======== DATA FOR THE TASK
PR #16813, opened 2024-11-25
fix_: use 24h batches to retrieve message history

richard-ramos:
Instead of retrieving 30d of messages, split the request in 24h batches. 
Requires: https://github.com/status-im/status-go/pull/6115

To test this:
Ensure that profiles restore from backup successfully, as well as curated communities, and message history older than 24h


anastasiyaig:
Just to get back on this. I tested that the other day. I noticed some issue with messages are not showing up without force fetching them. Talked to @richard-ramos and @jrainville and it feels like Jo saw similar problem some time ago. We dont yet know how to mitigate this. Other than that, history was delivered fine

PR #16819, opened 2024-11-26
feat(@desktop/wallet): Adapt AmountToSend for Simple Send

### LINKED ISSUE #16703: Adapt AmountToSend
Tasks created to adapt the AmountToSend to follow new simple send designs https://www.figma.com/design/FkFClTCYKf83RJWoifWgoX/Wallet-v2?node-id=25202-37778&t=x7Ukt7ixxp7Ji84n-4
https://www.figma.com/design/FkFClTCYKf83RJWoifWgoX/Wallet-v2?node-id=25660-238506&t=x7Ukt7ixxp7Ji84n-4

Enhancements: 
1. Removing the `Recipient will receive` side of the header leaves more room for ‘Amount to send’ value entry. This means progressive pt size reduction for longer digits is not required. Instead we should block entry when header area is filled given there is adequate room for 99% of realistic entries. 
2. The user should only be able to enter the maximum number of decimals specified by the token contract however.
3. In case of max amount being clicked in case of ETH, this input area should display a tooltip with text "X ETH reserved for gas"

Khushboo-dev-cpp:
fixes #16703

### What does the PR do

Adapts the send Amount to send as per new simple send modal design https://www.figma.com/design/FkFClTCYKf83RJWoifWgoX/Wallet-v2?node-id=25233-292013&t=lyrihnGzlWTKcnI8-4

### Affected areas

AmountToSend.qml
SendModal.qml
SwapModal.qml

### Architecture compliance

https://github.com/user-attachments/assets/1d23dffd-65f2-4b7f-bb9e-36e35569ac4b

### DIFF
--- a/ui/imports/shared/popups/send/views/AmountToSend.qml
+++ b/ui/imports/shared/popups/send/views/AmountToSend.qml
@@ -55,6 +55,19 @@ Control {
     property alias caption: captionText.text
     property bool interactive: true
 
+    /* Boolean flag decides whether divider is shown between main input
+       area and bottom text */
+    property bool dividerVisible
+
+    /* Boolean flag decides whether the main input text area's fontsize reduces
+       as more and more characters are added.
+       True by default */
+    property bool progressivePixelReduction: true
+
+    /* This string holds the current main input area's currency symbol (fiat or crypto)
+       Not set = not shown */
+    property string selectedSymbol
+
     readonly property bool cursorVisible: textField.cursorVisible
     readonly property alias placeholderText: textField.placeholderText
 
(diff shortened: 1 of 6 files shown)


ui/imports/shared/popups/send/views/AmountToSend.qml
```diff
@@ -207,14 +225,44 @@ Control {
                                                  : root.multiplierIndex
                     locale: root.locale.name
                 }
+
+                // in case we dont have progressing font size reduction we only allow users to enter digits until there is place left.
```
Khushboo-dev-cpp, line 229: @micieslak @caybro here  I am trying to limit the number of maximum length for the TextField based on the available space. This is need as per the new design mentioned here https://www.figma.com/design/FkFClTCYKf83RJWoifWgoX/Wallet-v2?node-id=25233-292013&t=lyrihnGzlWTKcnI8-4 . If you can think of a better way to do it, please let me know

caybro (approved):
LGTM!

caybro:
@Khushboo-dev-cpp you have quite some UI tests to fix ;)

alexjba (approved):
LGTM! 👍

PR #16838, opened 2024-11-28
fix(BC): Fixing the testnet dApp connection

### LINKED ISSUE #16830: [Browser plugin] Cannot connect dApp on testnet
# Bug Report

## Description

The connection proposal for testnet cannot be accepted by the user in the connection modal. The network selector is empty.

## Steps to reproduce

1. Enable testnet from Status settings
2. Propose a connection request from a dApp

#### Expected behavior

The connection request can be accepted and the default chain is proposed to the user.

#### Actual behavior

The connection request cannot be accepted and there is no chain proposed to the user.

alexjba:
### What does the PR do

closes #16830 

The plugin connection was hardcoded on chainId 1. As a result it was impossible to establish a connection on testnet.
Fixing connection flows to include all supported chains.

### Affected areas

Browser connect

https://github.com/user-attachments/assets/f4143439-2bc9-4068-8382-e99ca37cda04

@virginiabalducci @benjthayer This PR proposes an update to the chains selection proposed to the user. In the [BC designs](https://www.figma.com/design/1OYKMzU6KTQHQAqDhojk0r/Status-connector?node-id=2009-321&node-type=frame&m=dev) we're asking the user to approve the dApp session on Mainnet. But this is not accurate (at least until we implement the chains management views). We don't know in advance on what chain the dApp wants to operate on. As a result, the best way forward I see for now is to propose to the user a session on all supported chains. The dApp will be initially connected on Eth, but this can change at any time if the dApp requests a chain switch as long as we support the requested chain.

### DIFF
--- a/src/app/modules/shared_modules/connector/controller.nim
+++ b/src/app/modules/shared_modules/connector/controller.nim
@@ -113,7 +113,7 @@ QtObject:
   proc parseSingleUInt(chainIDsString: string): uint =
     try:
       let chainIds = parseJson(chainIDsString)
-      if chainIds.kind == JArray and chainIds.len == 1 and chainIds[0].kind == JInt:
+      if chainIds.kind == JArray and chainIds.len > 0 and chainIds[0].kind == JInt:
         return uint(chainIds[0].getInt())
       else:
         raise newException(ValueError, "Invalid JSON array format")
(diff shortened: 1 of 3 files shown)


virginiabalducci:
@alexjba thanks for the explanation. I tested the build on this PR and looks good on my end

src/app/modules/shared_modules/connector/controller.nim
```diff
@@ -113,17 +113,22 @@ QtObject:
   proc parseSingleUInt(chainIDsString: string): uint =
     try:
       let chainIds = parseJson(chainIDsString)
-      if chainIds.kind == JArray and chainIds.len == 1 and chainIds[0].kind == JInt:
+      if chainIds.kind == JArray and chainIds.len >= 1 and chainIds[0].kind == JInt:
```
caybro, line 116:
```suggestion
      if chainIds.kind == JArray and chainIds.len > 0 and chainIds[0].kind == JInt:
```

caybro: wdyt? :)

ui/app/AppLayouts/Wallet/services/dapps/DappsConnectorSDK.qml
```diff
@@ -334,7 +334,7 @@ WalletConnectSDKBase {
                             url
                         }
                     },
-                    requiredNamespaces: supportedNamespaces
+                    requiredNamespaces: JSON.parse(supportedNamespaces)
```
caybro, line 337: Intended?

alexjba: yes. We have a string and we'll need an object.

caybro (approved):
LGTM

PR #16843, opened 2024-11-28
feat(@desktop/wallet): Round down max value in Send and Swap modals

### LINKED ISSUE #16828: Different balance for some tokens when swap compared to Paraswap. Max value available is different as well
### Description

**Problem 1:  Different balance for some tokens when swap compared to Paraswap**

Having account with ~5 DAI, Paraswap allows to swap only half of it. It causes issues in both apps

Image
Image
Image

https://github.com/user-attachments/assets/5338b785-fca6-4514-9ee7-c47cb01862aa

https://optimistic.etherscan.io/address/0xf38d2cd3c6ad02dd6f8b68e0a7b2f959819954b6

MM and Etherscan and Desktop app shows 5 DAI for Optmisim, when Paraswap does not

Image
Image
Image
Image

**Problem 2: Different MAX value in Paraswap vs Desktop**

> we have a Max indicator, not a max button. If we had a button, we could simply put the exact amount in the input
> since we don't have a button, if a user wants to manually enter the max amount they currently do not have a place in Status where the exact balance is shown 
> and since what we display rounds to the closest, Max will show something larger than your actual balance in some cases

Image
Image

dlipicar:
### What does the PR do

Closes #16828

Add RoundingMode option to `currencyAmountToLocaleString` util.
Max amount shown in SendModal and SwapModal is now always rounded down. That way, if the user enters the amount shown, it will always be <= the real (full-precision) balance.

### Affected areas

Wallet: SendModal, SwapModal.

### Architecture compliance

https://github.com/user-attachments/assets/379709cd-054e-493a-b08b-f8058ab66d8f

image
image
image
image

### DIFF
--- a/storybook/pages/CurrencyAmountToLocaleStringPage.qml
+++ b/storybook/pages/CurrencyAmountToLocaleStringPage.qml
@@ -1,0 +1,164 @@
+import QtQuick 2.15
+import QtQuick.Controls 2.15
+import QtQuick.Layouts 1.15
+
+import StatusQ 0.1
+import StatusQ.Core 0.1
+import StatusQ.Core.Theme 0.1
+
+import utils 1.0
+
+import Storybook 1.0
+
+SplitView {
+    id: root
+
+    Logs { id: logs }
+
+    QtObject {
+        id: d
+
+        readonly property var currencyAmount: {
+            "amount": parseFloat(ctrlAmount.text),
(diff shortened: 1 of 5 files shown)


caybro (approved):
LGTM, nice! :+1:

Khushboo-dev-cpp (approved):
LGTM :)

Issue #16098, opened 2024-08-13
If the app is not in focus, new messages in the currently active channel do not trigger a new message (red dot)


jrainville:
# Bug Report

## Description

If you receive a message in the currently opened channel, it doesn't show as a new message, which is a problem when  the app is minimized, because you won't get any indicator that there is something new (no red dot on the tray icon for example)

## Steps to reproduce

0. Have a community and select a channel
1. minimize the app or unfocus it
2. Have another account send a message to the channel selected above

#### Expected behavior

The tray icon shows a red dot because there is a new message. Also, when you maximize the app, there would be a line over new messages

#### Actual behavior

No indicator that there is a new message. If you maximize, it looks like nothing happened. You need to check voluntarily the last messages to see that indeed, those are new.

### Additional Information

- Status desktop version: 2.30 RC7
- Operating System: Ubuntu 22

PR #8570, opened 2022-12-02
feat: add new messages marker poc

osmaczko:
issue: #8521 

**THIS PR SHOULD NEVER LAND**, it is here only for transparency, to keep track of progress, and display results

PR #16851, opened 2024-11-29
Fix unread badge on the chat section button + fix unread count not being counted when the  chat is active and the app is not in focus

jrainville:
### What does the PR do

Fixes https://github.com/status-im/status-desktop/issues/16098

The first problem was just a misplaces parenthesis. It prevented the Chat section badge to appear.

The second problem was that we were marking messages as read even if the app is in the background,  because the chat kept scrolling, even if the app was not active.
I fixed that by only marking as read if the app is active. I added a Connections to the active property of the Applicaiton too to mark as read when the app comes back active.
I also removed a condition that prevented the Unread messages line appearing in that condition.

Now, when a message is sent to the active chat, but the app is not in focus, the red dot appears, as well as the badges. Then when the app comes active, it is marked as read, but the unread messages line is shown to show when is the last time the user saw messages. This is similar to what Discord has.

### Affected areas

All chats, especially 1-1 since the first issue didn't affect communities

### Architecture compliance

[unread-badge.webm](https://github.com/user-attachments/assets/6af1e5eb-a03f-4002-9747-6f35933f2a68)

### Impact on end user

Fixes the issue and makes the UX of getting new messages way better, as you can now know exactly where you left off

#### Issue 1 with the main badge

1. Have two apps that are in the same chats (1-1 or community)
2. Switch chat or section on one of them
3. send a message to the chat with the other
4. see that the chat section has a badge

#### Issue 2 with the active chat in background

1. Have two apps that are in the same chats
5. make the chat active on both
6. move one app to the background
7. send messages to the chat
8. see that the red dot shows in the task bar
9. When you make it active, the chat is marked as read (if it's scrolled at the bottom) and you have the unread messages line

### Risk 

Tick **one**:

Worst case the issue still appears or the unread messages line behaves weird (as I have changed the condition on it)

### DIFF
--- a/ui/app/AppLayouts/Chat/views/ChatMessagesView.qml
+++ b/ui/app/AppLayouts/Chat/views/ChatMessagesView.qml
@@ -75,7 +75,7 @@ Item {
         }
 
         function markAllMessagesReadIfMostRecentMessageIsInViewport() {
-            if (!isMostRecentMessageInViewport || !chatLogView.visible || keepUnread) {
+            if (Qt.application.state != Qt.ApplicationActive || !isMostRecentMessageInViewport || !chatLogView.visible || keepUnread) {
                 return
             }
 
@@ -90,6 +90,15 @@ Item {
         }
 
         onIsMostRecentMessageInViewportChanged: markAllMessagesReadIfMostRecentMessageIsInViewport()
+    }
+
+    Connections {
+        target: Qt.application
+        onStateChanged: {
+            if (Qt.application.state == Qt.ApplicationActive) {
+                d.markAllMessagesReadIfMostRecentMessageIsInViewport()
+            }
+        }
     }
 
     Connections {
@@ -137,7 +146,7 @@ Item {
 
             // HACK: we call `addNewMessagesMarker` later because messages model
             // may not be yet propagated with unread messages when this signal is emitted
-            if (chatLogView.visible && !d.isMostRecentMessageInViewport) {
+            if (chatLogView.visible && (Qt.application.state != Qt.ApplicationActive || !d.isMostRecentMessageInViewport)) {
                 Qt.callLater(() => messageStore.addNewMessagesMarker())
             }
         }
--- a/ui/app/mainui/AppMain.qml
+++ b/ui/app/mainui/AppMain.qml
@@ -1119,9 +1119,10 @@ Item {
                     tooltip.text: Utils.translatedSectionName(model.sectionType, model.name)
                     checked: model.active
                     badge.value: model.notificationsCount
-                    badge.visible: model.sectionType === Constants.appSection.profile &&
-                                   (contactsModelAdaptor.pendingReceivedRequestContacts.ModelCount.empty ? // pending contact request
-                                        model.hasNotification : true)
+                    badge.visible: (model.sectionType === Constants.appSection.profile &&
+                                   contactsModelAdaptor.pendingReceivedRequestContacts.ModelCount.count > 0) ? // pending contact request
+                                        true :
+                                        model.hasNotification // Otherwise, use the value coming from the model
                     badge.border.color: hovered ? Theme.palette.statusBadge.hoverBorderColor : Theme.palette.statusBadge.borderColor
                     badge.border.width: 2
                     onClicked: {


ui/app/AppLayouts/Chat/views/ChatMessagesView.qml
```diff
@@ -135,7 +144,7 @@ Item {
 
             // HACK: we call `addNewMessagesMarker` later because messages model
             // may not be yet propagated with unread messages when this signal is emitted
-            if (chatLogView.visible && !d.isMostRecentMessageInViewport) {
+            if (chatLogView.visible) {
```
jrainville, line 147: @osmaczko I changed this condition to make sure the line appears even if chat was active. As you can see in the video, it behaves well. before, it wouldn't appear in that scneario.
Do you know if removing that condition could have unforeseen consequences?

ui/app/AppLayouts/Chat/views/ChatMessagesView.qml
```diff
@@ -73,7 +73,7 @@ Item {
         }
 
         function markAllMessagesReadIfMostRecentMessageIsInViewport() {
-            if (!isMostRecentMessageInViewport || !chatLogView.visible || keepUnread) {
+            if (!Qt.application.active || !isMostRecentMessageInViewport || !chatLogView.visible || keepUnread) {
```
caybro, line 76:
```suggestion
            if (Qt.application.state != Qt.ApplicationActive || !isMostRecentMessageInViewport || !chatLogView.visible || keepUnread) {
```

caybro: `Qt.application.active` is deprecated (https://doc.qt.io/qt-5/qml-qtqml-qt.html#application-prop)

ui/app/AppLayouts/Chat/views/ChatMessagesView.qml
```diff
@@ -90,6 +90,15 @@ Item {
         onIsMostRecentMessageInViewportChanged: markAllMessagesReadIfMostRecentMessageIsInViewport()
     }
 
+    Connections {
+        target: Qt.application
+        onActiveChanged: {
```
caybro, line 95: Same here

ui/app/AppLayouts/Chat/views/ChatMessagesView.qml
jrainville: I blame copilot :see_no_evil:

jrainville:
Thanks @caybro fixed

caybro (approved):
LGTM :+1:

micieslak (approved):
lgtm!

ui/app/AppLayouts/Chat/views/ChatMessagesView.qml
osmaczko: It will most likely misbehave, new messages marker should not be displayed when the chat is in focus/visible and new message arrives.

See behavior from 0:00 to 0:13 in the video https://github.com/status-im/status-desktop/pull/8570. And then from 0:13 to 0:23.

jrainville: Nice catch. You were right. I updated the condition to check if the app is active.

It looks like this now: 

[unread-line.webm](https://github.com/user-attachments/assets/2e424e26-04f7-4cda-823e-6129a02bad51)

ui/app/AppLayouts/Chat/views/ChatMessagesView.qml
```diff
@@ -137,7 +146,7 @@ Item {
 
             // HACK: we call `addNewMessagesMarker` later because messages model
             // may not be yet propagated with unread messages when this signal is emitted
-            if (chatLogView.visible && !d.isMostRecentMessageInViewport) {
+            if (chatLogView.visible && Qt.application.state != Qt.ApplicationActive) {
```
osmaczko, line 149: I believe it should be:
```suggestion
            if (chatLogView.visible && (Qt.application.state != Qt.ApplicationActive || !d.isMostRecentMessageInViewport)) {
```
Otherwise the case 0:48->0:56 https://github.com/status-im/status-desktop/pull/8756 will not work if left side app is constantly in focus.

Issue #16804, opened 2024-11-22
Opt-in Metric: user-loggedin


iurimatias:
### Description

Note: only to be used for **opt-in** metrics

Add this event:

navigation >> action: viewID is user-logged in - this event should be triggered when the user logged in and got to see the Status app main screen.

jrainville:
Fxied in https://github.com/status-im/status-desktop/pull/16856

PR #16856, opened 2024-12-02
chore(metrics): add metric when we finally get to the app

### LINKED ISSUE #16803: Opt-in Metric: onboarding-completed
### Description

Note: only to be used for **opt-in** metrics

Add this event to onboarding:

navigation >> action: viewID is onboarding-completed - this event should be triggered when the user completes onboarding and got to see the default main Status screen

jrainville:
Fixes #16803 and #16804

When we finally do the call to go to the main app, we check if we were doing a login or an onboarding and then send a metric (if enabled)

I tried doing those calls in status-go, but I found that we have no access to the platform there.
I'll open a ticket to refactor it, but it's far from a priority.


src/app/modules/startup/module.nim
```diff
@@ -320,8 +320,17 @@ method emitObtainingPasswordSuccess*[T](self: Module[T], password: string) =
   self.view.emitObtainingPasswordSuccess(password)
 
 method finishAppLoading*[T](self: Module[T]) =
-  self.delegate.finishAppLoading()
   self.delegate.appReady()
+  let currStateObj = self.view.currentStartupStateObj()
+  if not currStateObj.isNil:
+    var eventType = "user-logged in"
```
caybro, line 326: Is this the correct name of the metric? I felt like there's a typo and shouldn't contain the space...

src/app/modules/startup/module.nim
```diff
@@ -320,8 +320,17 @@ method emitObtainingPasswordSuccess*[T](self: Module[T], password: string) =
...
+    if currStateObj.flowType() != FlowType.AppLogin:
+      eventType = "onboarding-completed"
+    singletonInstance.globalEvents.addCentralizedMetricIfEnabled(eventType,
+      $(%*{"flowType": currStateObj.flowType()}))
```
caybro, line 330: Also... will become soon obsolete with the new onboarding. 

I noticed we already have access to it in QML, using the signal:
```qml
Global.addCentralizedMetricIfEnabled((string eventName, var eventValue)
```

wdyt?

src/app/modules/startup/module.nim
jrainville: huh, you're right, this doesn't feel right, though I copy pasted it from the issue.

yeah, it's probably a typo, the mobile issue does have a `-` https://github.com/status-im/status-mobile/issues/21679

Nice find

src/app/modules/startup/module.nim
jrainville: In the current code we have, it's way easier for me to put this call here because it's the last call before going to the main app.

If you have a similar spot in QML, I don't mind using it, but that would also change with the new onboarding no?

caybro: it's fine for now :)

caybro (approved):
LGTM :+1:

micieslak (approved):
================
WHAT THIS TASK INVOLVES: Scan the records above. Return every line with "pendingReceivedRequestContacts" in it.

TASK OUTPUT:
-                                   (contactsModelAdaptor.pendingReceivedRequestContacts.ModelCount.empty ? // pending contact request
+                                   contactsModelAdaptor.pendingReceivedRequestContacts.ModelCount.count > 0) ? // pending contact request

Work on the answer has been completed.